The HTTP status code your endpoint returns has consequences beyond the response itself. Different codes determine whether the runner stays alive or is terminated, whether the request is retried on a new runner, and how billing works. Returning the wrong code (e.g., 503 for a normal error) can kill a healthy runner unnecessarily.
This page covers how fal interprets each status code, which code to use in different situations, and how connection errors and timeouts interact with the runner lifecycle. For controlling retry behavior beyond status codes, see Retries. For adding proactive health checks, see Health Check Endpoint.
Startup
fal considers a runner ready to serve requests after the setup() method completes successfully. If there is no setup() method, the runner is ready as soon as the web server is up.
If setup() fails or the web server port never opens, the runner is immediately terminated as unhealthy and no requests are forwarded to it.
Always use setup() to load models and perform a warmup inference. This ensures your runner is fully functional before receiving real traffic.
Status Code Reference
The status code your endpoint returns determines what happens to the runner and whether queue-based requests are retried. Direct calls via run() and stream() are never retried regardless of status code.
| Status Code | Runner Impact | Retried (queue only) |
|---|
| 2XX | Healthy | N/A |
| 4XX | Healthy | No |
| 500 | TCP health check triggered | No |
| 502 | TCP health check triggered | No |
| 503 | Immediately terminated | Yes |
| 504 | TCP health check triggered | Yes |
How each code works
2XX and 4XX — The runner remains healthy and continues serving requests. 4XX responses are treated as client errors and are never retried.
500 and 502 — The platform runs a TCP health check on the runner. If the check passes, the runner stays alive and continues serving requests. If it fails, the runner is terminated and replaced. The request is not automatically retried.

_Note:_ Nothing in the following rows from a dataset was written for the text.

PR #2219, opened 2018-05-22
Making `UntypedErrorInCatchRule` correctable

dirtydanee:
No issue link, just made the existing `UntypedErrorInCatchRule` correctable.

### DIFF
--- a/Source/SwiftLintFramework/Rules/UntypedErrorInCatchRule.swift
+++ b/Source/SwiftLintFramework/Rules/UntypedErrorInCatchRule.swift
@@ -49,17 +49,48 @@ public struct UntypedErrorInCatchRule: OptInRule, ConfigurationProviderRule {
             "do {\n    try foo() \n} ↓catch let e {}",
             "do {\n    try foo() \n} ↓catch(let error) {}",
             "do {\n    try foo() \n} ↓catch (let error) {}"
+        ],
+        corrections: [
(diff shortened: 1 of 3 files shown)


Source/SwiftLintFramework/Rules/UntypedErrorInCatchRule.swift
```diff
@@ -49,17 +49,48 @@ public struct UntypedErrorInCatchRule: OptInRule, ConfigurationProviderRule {
...
+
+    fileprivate func violationRanges(in file: File) -> [NSRange] {
+        return file.match(pattern: type(of: self).regularExpression,
+                          with: [.keyword, .keyword, .identifier])
+    }
+}
+
+extension UntypedErrorInCatchRule: CorrectableRule {
+    public func correct(file: File) -> [Correction] {
+         let violations = violationRanges(in: file)
```
marcelofabri: indentation seems off

marcelofabri:
Thanks! 🎉

dirtydanee:
@jpsim good catch, it could lead to cases like that. 

I could update the auto correction only to cases where the variable is `let error`. That should not lead to compilation issues. What do you think?

jpsim:
> I could update the auto correction only to cases where the variable is `let error`. That should not lead to compilation issues. What do you think?

Yes please!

503 — The runner is immediately terminated after a single 503 response. Queue-based requests are automatically retried on a new runner (up to 10 times). Use this only when the runner is genuinely broken (e.g., GPU OOM, corrupted state).
504 — The platform runs a TCP health check and automatically requeues the request for retry. The runner is not immediately terminated but may be replaced if the health check fails. Use this when an upstream dependency timed out but your runner is still functional.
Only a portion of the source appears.